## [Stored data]
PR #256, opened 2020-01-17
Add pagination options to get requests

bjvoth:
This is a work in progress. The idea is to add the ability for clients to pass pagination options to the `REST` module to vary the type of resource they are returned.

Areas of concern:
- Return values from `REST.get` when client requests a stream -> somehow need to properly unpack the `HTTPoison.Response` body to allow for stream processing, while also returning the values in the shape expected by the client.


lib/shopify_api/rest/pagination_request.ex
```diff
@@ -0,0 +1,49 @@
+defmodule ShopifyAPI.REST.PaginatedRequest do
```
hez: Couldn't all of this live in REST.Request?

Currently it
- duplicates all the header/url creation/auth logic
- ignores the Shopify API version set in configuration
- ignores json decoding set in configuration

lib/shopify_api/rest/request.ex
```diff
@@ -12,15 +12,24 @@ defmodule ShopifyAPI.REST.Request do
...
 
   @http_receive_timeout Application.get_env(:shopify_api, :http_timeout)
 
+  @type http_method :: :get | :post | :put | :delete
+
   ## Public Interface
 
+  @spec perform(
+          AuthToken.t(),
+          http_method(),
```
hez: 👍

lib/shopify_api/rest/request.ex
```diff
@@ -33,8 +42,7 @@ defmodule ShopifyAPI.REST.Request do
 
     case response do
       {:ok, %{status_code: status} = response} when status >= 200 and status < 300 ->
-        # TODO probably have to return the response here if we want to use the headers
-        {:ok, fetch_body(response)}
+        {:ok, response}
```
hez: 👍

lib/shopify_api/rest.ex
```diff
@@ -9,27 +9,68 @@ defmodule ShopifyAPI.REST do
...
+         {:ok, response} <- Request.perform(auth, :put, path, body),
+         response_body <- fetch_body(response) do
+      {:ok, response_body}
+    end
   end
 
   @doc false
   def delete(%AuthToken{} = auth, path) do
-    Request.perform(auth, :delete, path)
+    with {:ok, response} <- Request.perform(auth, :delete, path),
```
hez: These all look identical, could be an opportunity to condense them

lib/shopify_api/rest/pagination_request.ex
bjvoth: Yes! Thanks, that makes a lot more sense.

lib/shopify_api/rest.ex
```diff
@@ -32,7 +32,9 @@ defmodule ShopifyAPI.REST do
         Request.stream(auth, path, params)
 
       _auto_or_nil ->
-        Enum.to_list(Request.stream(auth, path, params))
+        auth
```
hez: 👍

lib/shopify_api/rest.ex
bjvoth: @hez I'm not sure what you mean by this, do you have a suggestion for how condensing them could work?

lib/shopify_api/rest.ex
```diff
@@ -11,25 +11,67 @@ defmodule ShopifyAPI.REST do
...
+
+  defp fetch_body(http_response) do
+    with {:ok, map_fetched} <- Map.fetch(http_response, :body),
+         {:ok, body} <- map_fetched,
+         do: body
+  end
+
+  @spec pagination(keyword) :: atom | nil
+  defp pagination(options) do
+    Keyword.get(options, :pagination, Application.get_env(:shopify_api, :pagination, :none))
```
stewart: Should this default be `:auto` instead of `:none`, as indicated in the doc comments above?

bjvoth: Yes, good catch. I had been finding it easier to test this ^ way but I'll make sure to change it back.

## [EXERCISE DESCRIPTION]
Using only the data above, copy out the lines that include the word "delete".

## [ANSWER BOX]
+  @type http_method :: :get | :post | :put | :delete
   def delete(%AuthToken{} = auth, path) do
-    Request.perform(auth, :delete, path)
+    with {:ok, response} <- Request.perform(auth, :delete, path),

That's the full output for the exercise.